Depending on the application, you could also generate a strictly increasing sequence, i.e. start with a seed and add a random number within a range to it, then re-use that result as the seed for the next number. You can set how guessable it is by adjusting the range, balancing this with how many numbers you will need (if you made incremental steps of up to e.g., 1,000, you're not going to exhaust a 64-bit unsigned integer very quickly, for example).

Of course, this is pretty bad if you're trying to create some kind of unguessable number in the cryptographic sense, however having a non-repeating sequence would probably provide a reasonably effective attack on any cypher based on it, so I'm hoping you're not employing this in any kind of security context.

That said, this solution is not prone to timing attacks, which some of the others suggested are.

Gian
+4  A: 

How to generate random integers but making sure that they don't ever repeat?

First, I'd just like to point out that the constraint that the numbers don't repeat makes them non-random by definition.

I think that what you really need is a randomly generated permutation of the numbers in some range; e.g. 0 to 99. Even then, once you have used all numbers in the range, a repeat is unavoidable.

Obviously, you can increase the size of your range so that you can get a larger number without any repeats.
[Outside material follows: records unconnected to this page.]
PR #752, opened 2022-01-14
GRW-719 / Feature / Enable Quote Cart on Embark story level

robinandeer:
## What?

Define which Embark routes that use quote cart.
Use `EmbarkRoot` prop to determine if using quote cart.

## Why?

This way we can enable quote cart on a per story basis. Before we had to enable/disable it on a market level so this is more granular.

**Ticket(s): [GRW-719]**

[GRW-719]: https://hedvig.atlassian.net/browse/GRW-719?atlOrigin=eyJpIjoiNWRkNTljNzYxNjVmNDY3MDlhMDU5Y2ZhYzA5YTRkZjUiLCJwIjoiZ2l0aHViLWNvbS1KU1cifQ


guilhermespopolin (approved):

src/routes.tsx
```diff
@@ -304,6 +304,7 @@ export const routes: Route[] = [
                   return {
                     baseUrl: `/${locale}/new-member/home-accident-switcher`,
                     name: EmbarkStory.SwedenSwitcher,
+                    quoteCart: true,
```
mehdielket, line 307: Shouldn't it be `EmbarkStory.SwedenQuoteCartNeeder` a bit down this file that should have this prop?

robinandeer: Wow, good catch! You are correct!

guilhermespopolin (approved):
Well done

PR #753, opened 2022-01-14
GRW-719 / Feature / Always use existing forever page

robinandeer:
## What?

...independently if quote cart is enabled.
Add comment to switch to new component when migration is complete.

## Why?

We can use the existing setup for all users - when Embark starts up in a quote cart enabled story we will read the saved campaign code from the cookie storage and add to the quote cart.

When migration to the new API is complete we can remove the existing forever page component and use the new one.

**Ticket(s): [GRW-719]**

[GRW-719]: https://hedvig.atlassian.net/browse/GRW-719?atlOrigin=eyJpIjoiNWRkNTljNzYxNjVmNDY3MDlhMDU5Y2ZhYzA5YTRkZjUiLCJwIjoiZ2l0aHViLWNvbS1KU1cifQ


src/client/pages/Forever/useRedeemCode.ts
```diff
@@ -55,6 +56,7 @@ export const useRedeemCode = () => {
 
       switch (result.data?.redeemCodeV2.__typename) {
         case 'SuccessfulRedeemResult':
+          CampaignCode.save(code)
```
guilhermespopolin, line 59: [Question]
How the old flow works? I mean, on the new one the campaign code is get from a cookie. But, as far as I understood, in the old one the code is present int the URL until [PreOnboardingScreen](https://github.com/HedvigInsurance/web-onboarding/blob/master/src/client/pages/Forever/components/Intro/PreOnboardingScreen.tsx#L56) is rendered. But it seems we do nothing with it when redirecting PreOnboardingScreen -> Oboarding page. 🤔

guilhermespopolin (approved):

src/client/pages/Forever/useRedeemCode.ts
robinandeer: Hmm let's see if I can explain it:

1. Add the campaign code to the session
2. Show `PreOnboardingScreen`
3. Show `Onboarding` page (code already added to session)

And I've just made sure to also save it to the cookie so we can pick it up in quote cart flows when Embark loads.

Makes sense?

guilhermespopolin: Absolutely. Thank you

PR #760, opened 2022-01-19
Remove redirect on offer page

robinandeer:
## What?

Remove redirect on (quote cart) offer page.

## Why?

I don't think this is strictly necessary since no one will end up on that page unless they go through a quote cart enabled Embark flow.

It also makes testing in staging easier since we don't need to turn on the quote cart API for that whole market.

**Ticket(s): []**


amandaflod (approved):
Looks good to me! 😄

PR #762, opened 2022-01-20
Remove phoneNumber from canInitiateSign

dendoesit:
## What?

Remove phoneNumber from canInitiateSign

## Why?

Checkout cannot be signed. 

image


robinandeer (approved):
Seems good :)

Just wondering if this is something we will need to re-add later? Or should it really be toggled by the feature flag?

guilhermespopolin:
> Seems good :)
> 
> Just wondering if this is something we will need to re-add later? Or should it really be toggled by the feature flag?

I guess we do need to add that again after Giraffe is released. So maybe we need to find a way to make sure we'd not forget?

dendoesit:
Created a ticket for this one in order not to forget. https://hedvig.atlassian.net/browse/GRW-727

PR #11, opened 2016-06-13
add functions

double-y:
# Adding text mining functions

Probably the code is not clear yet, so please feel free to put comments how it can be more clear.
I'm worried if the tests are enough, so please be critical if edge cases are considered.

Test

* devtools::test()


R/util.R
```diff
@@ -11,3 +10,108 @@ col_name <- function(x, default = stop("Please supply column name", call. = FALS
...
 }
+
+#' Simple cast wrapper
+simple_cast <- function(data, row, col, val, fun.aggregate=mean, fill=0){
+  loadNamespace("reshape2")
+  fml <- as.formula(paste(row, col, sep = "~"))
+  data %>%  reshape2::acast(fml, value.var=val, fun.aggregate=fun.aggregate, fill=fill)
+}
+
+#' Gather only upper half
```
hideaki: Some more explanation on what "upper half" means would help.

R/pairwise.R
```diff
@@ -0,0 +1,89 @@
...
+  loadNamespace("tidytext")
+  group_col <- col_name(substitute(group))
+  dimention_col <- col_name(substitute(dimention))
+  value_col <- col_name(substitute(value))
+
+  grouped_column <- grouped_by(df)
+
+  cnames <- avoid_conflict(grouped_column, c("pair.name.1", "pair.name.2", "value.sim"))
+
+  # this is executed to each group
```
hideaki: on each group, or over each group would probably sound more natural.

R/util.R
```diff
@@ -11,3 +10,108 @@ col_name <- function(x, default = stop("Please supply column name", call. = FALS
     return(x)
   stop("Invalid column specification", call. = FALSE)
 }
+
+#' Simple cast wrapper
```
hideaki: Some more comments on what this does would help.

R/pairwise.R
double-y: changed it to on

R/util.R
double-y: add explanation

R/util.R
double-y: add explanation

R/util.R
```diff
@@ -11,3 +10,108 @@ col_name <- function(x, default = stop("Please supply column name", call. = FALS
...
+    df <- data.frame(
+      Var1=r_names[ind[,1]],
+      Var2=c_names[ind[,2]],
+      value=val)
+    colnames(df) <- cnames
+    df
+  }
+}
+
+#' group by other columns
```
hideaki: some more explanation on what this function does would help.

R/util.R
```diff
@@ -11,3 +10,108 @@ col_name <- function(x, default = stop("Please supply column name", call. = FALS
...
+group_exclude <- function(df, ...){
+  loadNamespace("dplyr")
+  cols <- as.character(substitute(list(...)))[-1]
+  excluded <- setdiff(colnames(df), cols)
+  # exclude list column
+  target <- excluded[!sapply(df[,excluded], is.list)]
+  dplyr::group_by_(df, .dots=target)
+}
+
+#' prevent name conflict
```
hideaki: some more explanation on what this function does would help.

R/util.R
double-y: add explanation

R/util.R
double-y: add explanation

R/util.R
hideaki: That's good explanation to have too, but I meant the comment as a whole on the subroutine that starts from line 73.

double-y: add explanation there too

PR #17, opened 2016-06-20
upgrade to 0.2.5

double-y:
Change names of functions

Test
* devtools:test()
* use functions installing this to the libpath in .exploratory dir


R/model_builder.R
```diff
@@ -3,18 +3,29 @@
 
 #' Create do wrapper function with source data
 #' @return do wrapper function
-do_data <- function(funcname) {
-  ret <- function(df, ..., keep.source = FALSE){
+build_data <- function(funcname) {
+  ret <- function(df, ..., keep.source = FALSE, augment=F){
```
hideaki: Isn't FALSE and F same thing? Should we uniformly use only one of those?

R/model_builder.R
```diff
@@ -23,78 +34,144 @@ do_data <- function(funcname) {
...
+      %>%  dplyr::do_(.dots=setNames(list(~build_kmeans_each(.), ~(.)), c(model_column, source_column)))
+    )
+    # Add a class for Exploratyry to recognize the type of .source.data
+    class(output[[source_column]]) <- c("list", ".source.data")
+  } else {
+    output <- (
+      df
+      %>%  dplyr::do_(.dots=setNames(list(~build_kmeans_each(.)), model_column))
+    )
+    if(augment){
```
hideaki: Why is this if(augment) case only in under else and not under if(keep.source)?
I guess keep.source implies augment at the next step? Anyway some comment would help.

double-y: Yes, augment should be out from there.
I'll change the first condition to `keep.source | !augment` and put out the augment condition from the else block

R/model_builder.R
double-y: Yes, I'll change them to FALSE

PR #20, opened 2016-06-25
upgrade to 0.2.7

double-y:
* change do_dist.cols to calculate distances between columns
* add do_cmdscale
* change get_sentiment to word_to_sentiment
* add get_sentiment that uses sentimentr

Test
* devtools::test()


R/tools.R
```diff
@@ -30,3 +30,100 @@ generate_examples <- function(function_name, args){
   print(knitr::kable(ret, format="markdown"))
   ret
 }
+
+#' Check package update from cran and requiredRpackage json
```
hideaki: I think this function is about our internal process and should not be shared to public.

R/stats_wrapper.R
```diff
@@ -175,3 +175,49 @@ do_svd.kv <- function(df,
...
+  loadNamespace("dplyr")
+  loadNamespace("tidyr")
+  pair1_col <- col_name(substitute(pair_name1))
+  pair2_col <- col_name(substitute(pair_name2))
+  value_col <- col_name(substitute(value))
+  grouped_col <- grouped_by(df)
+
+  name_col <- avoid_conflict(grouped_col, "name")
+
+  do_cmdscale_each <- function(df){
```
hideaki: I guess this is for group_by again, but some comment would help.

double-y: add a comment

R/tools.R
double-y: This will be moved to our private repository

PR #21, opened 2016-06-28
[WIP] modify result from "nrc" so that it returns list

double-y:
words in nrc lexicon are not unique, so it causes error when used in mutate.

Change it to return list

Test
* devtools::test()


double-y:
this is merged to yy_upgrade0.2.8

PR #33, opened 2016-07-12
mat_to_df sort issue fix

double-y:
If mat_to_df took a matrix with unsorted names, the result was wrong.

* fix mat_to_df not to sort the names inside
* fix do_cor.cols and do_dist.cols so that it sort the name beforehand
* add a test to check if simple_cast makes a matrix with sorted names for .kv functions

And there was a missing , in DESCRIPTION, so fixed it too

Test
* devtools::test()

### DIFF
--- a/R/pairwise.R
+++ b/R/pairwise.R
@@ -122,6 +122,8 @@ do_dist.cols <- function(df, ..., label=NULL, fill=0, fun.aggregate=mean, distin
   # this is executed on each group
   calc_dist_each <- function(df){
     mat <- df %>%  dplyr::select_(.dots=select_dots) %>%  as.matrix()
+
+    # sort the column name so that the output of pair.name will be sorted
     sortedNames <- sort(colnames(mat))
     mat <- t(mat)
     mat <- mat[sortedNames, ]
--- a/R/pairwise.R
+++ b/R/pairwise.R
@@ -123,7 +123,8 @@ do_dist.cols <- function(df, ..., label=NULL, fill=0, fun.aggregate=mean, distin
   calc_dist_each <- function(df){
     mat <- df %>%  dplyr::select_(.dots=select_dots) %>%  as.matrix()
 
-    # sort the column name so that the output of pair.name will be sorted
+    # sort the column name so that the output of pair.name.1 and pair.name.2 will be sorted
+    # it's better to be sorted so that heatmap in exploratory can be triangle if distinct is TRUE
     sortedNames <- sort(colnames(mat))
     mat <- t(mat)
     mat <- mat[sortedNames, ]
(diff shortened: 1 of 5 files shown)


R/pairwise.R
```diff
@@ -122,9 +122,12 @@ do_dist.cols <- function(df, ..., label=NULL, fill=0, fun.aggregate=mean, distin
   # this is executed on each group
   calc_dist_each <- function(df){
     mat <- df %>%  dplyr::select_(.dots=select_dots) %>%  as.matrix()
+    sortedNames <- sort(colnames(mat))
```
hideaki: Could you add comment on why we are sorting here?

R/stats_wrapper.R
```diff
@@ -67,6 +67,8 @@ do_cor.cols <- function(df, ..., use="pairwise.complete.obs", method="pearson",
   # check if the df's grouped
   do_cor_each <- function(df){
     mat <- dplyr::select_(df, .dots = select_dots) %>%  as.matrix()
+    mat <- mat[,sort(colnames(mat))]
```
hideaki: Please add comment on why we are sorting here.

R/pairwise.R
double-y: added a comment

R/stats_wrapper.R
double-y: added a comment

R/pairwise.R
```diff
@@ -123,8 +123,13 @@ do_dist.cols <- function(df, ..., label=NULL, fill=0, fun.aggregate=mean, distin
   calc_dist_each <- function(df){
     mat <- df %>%  dplyr::select_(.dots=select_dots) %>%  as.matrix()
 
+    # sort the column name so that the output of pair.name will be sorted
```
hideaki: I think this comment is a little too terse. It took some time for me to understand what it meant.
- You could say "pair.name.1 and pair.name.2" instead of saying "pair.name".
- Does it make sense to explain why it is important or useful that pair.name.1 and pair.name.2 is sorted? If so, please do.

R/stats_wrapper.R
```diff
@@ -67,6 +67,9 @@ do_cor.cols <- function(df, ..., use="pairwise.complete.obs", method="pearson",
   # check if the df's grouped
   do_cor_each <- function(df){
     mat <- dplyr::select_(df, .dots = select_dots) %>%  as.matrix()
+    # sort the column name so that the output of pair.name will be sorted
```
hideaki: Please see my other comment on the same kind of comment.

R/pairwise.R
double-y: Add comments about it

R/stats_wrapper.R
double-y: Add comments about it

PR #34, opened 2016-07-12
add is_empty

double-y:
add is_empty function

Test
* devtools::test()


R/value_check.R
```diff
@@ -0,0 +1,4 @@
+#' @export
```
hideaki: Could you add comment on what this function does?

PR #37, opened 2016-07-14
modify list_extract so that it can take minus value

yosuke-yasuda:
Modify list_extract to deal with minus position value

Test
- devtools::test()

### DIFF
--- a/R/util.R
+++ b/R/util.R
@@ -184,30 +184,41 @@ list_extract <- function(column, position = 1, rownum = 1){
   }
 
   if(is.data.frame(column[[1]])){
-    sapply(column, function(column){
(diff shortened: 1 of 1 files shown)


R/util.R
```diff
@@ -178,10 +178,36 @@ list_n <- function(column){
...
 list_extract <- function(column, position = 1, rownum = 1){
+
+  if(position==0){
+    stop("position 0 is not supported")
+  }
+
   if(is.data.frame(column[[1]])){
-   sapply(column, function(column) column[rownum, position])
+    sapply(column, function(column){
+      if(position<0 & position >= -ncol(column)){
```
hideaki: Can you put if statement outside of sapply so that it does not have to get repeated?

PR #51, opened 2016-08-01
modify order of arguments of do_tfidf

double-y:
Fix https://github.com/exploratory-io/tam/issues/2681

Test:
* devtools::test()


double-y:
This is aborted because in next steps, the main thing tends to be documents, so it should be regarded as subject

PR #54, opened 2016-08-07
modify .kv functions so that they show better error

double-y:
.kv functions emits "No data found" if a grouped column is chosen for subject_column, so this adds a validations for that cases

Test
devtools::test()

### DIFF
--- a/R/model_builder.R
+++ b/R/model_builder.R
@@ -85,6 +85,10 @@ build_kmeans.kv <- function(df,
   model_column <- avoid_conflict(grouped_column, "model")
   source_column <- avoid_conflict(grouped_column, "source.data")
 
+  if(row_col %in% grouped_column){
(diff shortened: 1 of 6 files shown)


R/model_builder.R
```diff
@@ -85,6 +85,10 @@ build_kmeans.kv <- function(df,
   model_column <- avoid_conflict(grouped_column, "model")
   source_column <- avoid_conflict(grouped_column, "source.data")
 
+  if(row_col %in% grouped_column){
+    stop(paste0(row_col, " is a gruoping column. You can use ungroup() to solve this."))
```
hideaki: Typo: "gruoping".
"You can use..." does not sound very well as error message. Maybe something like following?
XXX is a grouping column. ungroup() may be necessary before this operation.

double-y: modified the error message

PR #55, opened 2016-08-08
add fun.aggregate to cosine similarity

double-y:
Add fun.aggregate to cosine similarity (for sparse matrix)

Test
devtools::test()

### DIFF
--- a/R/pairwise.R
+++ b/R/pairwise.R
@@ -1,12 +1,13 @@
 #' Calculate similarity of each pair of groups.
 #' @param df data frame in tidy format
-#' @param group A column you want to calculate the correlations for.
-#' @param dimension A column you want to use as a dimension to calculate the correlations.
+#' @param subject A column you want to calculate the correlations for.
+#' @param key A column you want to use as a dimension to calculate the correlations.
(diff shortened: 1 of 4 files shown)


R/util.R
```diff
@@ -29,6 +29,40 @@ simple_cast <- function(data, row, col, val, fun.aggregate=mean, fill=0){
   data %>%  reshape2::acast(fml, value.var=val, fun.aggregate=fun.aggregate, fill=fill)
 }
 
+sparse_cast <- function(data, row, col, val=NULL, fun.aggregate=sum){
```
hideaki: Please add comment on what this function does as a whole.

R/pairwise.R
```diff
@@ -8,7 +8,7 @@
 #' @param diag If similarity between itself should be returned or not.
 #' @param method Type of calculation. https://cran.r-project.org/web/packages/proxy/vignettes/overview.pdf
```
hideaki: Looks like the comments here are out of sync with current arguments of do_cosine_sim.kv.
I don't see group, dimension, and method arguments.

PR #57, opened 2016-08-23
add functions for statistical test

double-y:
Add
* do_t.test
* do_var.test
* remove build_t.test
* remove build_var.test

Test
* devtools::test()


R/test_wrapper.R
```diff
@@ -0,0 +1,86 @@
...
+  }
+  # otherwise, one sample t-test from value_col
+
+  grouped_col <- grouped_by(df)
+
+  model_col <- avoid_conflict(grouped_col, "model")
+
+  # this is executed on each group
+  do_t.test_each <- function(df, ...){
+    if(with_key){
```
hideaki: some explanation on what is done when with_key is true or false would help.

double-y: added comments

PR #61, opened 2016-09-04
functions update

double-y:
* make value column argument optional in kv functions
* add score function to replace augment


R/util.R
```diff
@@ -25,20 +25,32 @@ simple_cast <- function(data, row, col, val, fun.aggregate=mean, fill=0){
...
+    mat[mat == 0] <- fill
+    mat
+  }else{
+    data %>%  reshape2::acast(fml, value.var=val, fun.aggregate=fun.aggregate, fill=fill)
+  }
 }
 
 #' Cast data to sparse matrix by choosing row and column from a data frame
-sparse_cast <- function(data, row, col, val=NULL, fun.aggregate=sum){
+sparse_cast <- function(data, row, col, val=NULL, fun.aggregate=sum, count = FALSE){
```
hideaki: Please add some comment on what the count argument does.

R/broom_wrapper.R
```diff
@@ -71,3 +71,18 @@ augment_kmeans <- function(df, model, data){
     }
   })
 }
+
+#' augment wrapper
+#' @export
+score <- function(df, model, ...){
```
hideaki: We will be calling this one predict.

R/util.R
double-y: I put a comment

R/broom_wrapper.R
double-y: Changed to predict

PR #62, opened 2016-09-06
update model functions

double-y:
* fix https://github.com/exploratory-io/tam/issues/2677
* default keep.source TRUE


double-y:
Test
* devtools::test()

PR #64, opened 2016-09-11
urltools wrapper functions

double-y:
Add urltools wrapper functions

Test:
* devtools::test()


NAMESPACE
```diff
@@ -53,6 +53,9 @@ export(getTwitter)
 export(getTwitterToken)
 export(get_sentiment)
 export(get_stopwords)
+export(get_url_param)
+export(get_url_subdomain)
+export(get_url_suffix)
```
hideaki: URL suffix could mean different things like this one.
https://survey.qut.edu.au/WebHelp/URLSuffix.htm

Top-Level Domain would be most unambiguous word here.
I know it's a little long but how about get_url_top_level_domain ?

kanaugust: I think suffix is good enough. See this doc.
https://cran.r-project.org/web/packages/urltools/urltools.pdf

kanaugust: And there is another concept tld (top level domain), which is different from suffix. Having said that, we need to add get_tld for the tld_extract function from urltools. Also, to be consistent we should also add our wrapper functions for the followings.

- domain - get_url_domain
- fragment - get_url_fragment
- parameters - get_url_parameters
- path - get_url_path
- port - get_url_port
- scheme - get_url_scheme

- get_url_param
- get_url_subdomain
- get_url_suffix
- get_url_tld

double-y: Added those functions

R/url_operation.R
```diff
@@ -1,20 +1,77 @@
...
 }
 
 #' get subdomain from url string
 #' @export
 get_url_subdomain <- function(url) {
+  loadNamespace("urltools")
   urltools::suffix_extract(urltools::url_parse(url)$domain)$subdomain
 }
 
+#' get suffix from url string
```
hideaki: The comment should be "get top-level domain from url string"

double-y: Fixed it

PR #69, opened 2016-09-16
modify cluster column in build_kmeans

double-y:
Cluster column should be always integer (if augment=TRUE and .cols, it was factor)
Change column names ".cluster" to "cluster" when augment=TRUE and .kv

Test:
devtools::test()

### DIFF
--- a/R/broom_wrapper.R
+++ b/R/broom_wrapper.R
@@ -41,7 +41,9 @@ augment_kmeans <- function(df, model, data){
   ret <- tryCatch({
     # use do.call to evaluate data_col from a variable
     augment_func <- get("augment", asNamespace("broom"))
-    do.call(augment_func, list(df, model_col, data=data_col))
+    ret <- do.call(augment_func, list(df, model_col, data=data_col))
+    ret[[ncol(ret)]] <- as.integer(ret[[ncol(ret)]])
+    ret
   },
   error = function(e){
     loadNamespace("dplyr")
@@ -86,6 +88,6 @@ predict <- function(df, model, ...){
   if(any(class(df[[model_col]]) %in% ".model.kmeans")){
     augment_kmeans(df, model, ...)
   } else {
-    augment(df, model, ...)
+    broom::augment(df, model, ...)
   }
 }
--- a/R/broom_wrapper.R
+++ b/R/broom_wrapper.R
@@ -42,6 +42,7 @@ augment_kmeans <- function(df, model, data){
     # use do.call to evaluate data_col from a variable
     augment_func <- get("augment", asNamespace("broom"))
     ret <- do.call(augment_func, list(df, model_col, data=data_col))
+    # cluster column is factor labeled "1", "2"..., so convert it to integer to avoid confusion
     ret[[ncol(ret)]] <- as.integer(ret[[ncol(ret)]])
     ret
   },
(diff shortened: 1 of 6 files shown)


R/broom_wrapper.R
```diff
@@ -41,7 +41,9 @@ augment_kmeans <- function(df, model, data){
   ret <- tryCatch({
     # use do.call to evaluate data_col from a variable
     augment_func <- get("augment", asNamespace("broom"))
-    do.call(augment_func, list(df, model_col, data=data_col))
+    ret <- do.call(augment_func, list(df, model_col, data=data_col))
+    ret[[ncol(ret)]] <- as.integer(ret[[ncol(ret)]])
```
hideaki: Please leave comment about why we are casting this to integer.

R/model_builder.R
```diff
@@ -176,7 +176,10 @@ build_kmeans.cols <- function(df, ...,
     mat <- dplyr::select_(df, .dots=select_dots) %>% as.matrix()
     kmeans_ret <- kmeans(mat, centers = centers, iter.max = 10, nstart = nstart, algorithm = algorithm, trace = trace)
     if(augment){
-      broom::augment(kmeans_ret, df)
+      ret <- broom::augment(kmeans_ret, df)
+      colnames(ret)[[ncol(ret)]] <- avoid_conflict(grouped_column, "cluster")
+      ret[[ncol(ret)]] <- as.integer(ret[[ncol(ret)]])
```
hideaki: Please leave comment about why we are casting this to integer.

R/broom_wrapper.R
double-y: added a comment

R/model_builder.R
double-y: added a comment

R/model_builder.R
```diff
@@ -102,15 +102,39 @@ build_kmeans.kv_ <- function(df,
...
   }
 
   build_kmeans_each <- function(df){
     mat <- simple_cast(df, row_col, col_col, value_col, fun.aggregate = fun.aggregate, fill=fill)
-    kmeans_ret <- kmeans(mat, centers = centers, iter.max = 10, nstart = nstart, algorithm = algorithm, trace = trace)
+    kmeans_ret <- tryCatch({
+      kmeans(mat, centers = centers, iter.max = 10, nstart = nstart, algorithm = algorithm, trace = trace)},
+      error = function(e){
+        if(e$message == "cannot take a sample larger than the population when 'replace = FALSE'"){
+          # this matrix falls into here when centers = 3 and mat is
```
hideaki: I appreciate having example, but this example confuses me.
Is it an error because there are only group1 and group2 while centers is 3,
or is it because there are only 1 and 5 in the matrix cells while centers is 3,
or for some other reason?

R/model_builder.R
```diff
@@ -159,41 +179,69 @@ build_kmeans.cols <- function(df, ...,
   loadNamespace("tidyr")
   loadNamespace("broom")
   set.seed(seed)
-
   select_dots <- lazyeval::lazy_dots(...)
   grouped_column <- grouped_by(df)
   model_column <- avoid_conflict(grouped_column, "model")
   source_column <- avoid_conflict(grouped_column, "source.data")
-  selected_column <- setdiff(colnames(dplyr::select_(df, .dots=select_dots)), grouped_column)
+  selected_column <- evaluate_select(df, .dots=select_dots, grouped_column)
```
hideaki: What is this line above doing? A comment would help.

R/model_builder.R
double-y: I'm not completely sure in which condition this error appears but as my experiments, the column numbers doesn't seem to have effect, so I modified the comment accordingly

R/model_builder.R
double-y: Added a comment

PR #70, opened 2016-09-19
update column names

double-y:
Change output column names for kv functions


double-y:
Test
- [x] devtools::test()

But when you do this you run into the problem that your generator needs to remember all previously generated numbers. For large N that takes a lot of memory.

The alternative to remembering lots of numbers is to use a pseudo-random number generator with a long cycle length, and return the entire state of the generator as the "random" number. That guarantees no repeated numbers ... until the generator cycles.

(This answer is probably way beyond what the OP is interested in ... but someone might find it useful.)

Stephen C
+1  A: 

If what you want is a pseudo-random non-repeating sequence of numbers then you should look at a linear feedback shift register. It will produce all the numbers between 0 and a given power of 2 without ever repeating. You can easily limit it to N by picking the nearest larger power of 2 and discarding all results over N. It doesn't have the memory constraints the other colleciton based solutions here have.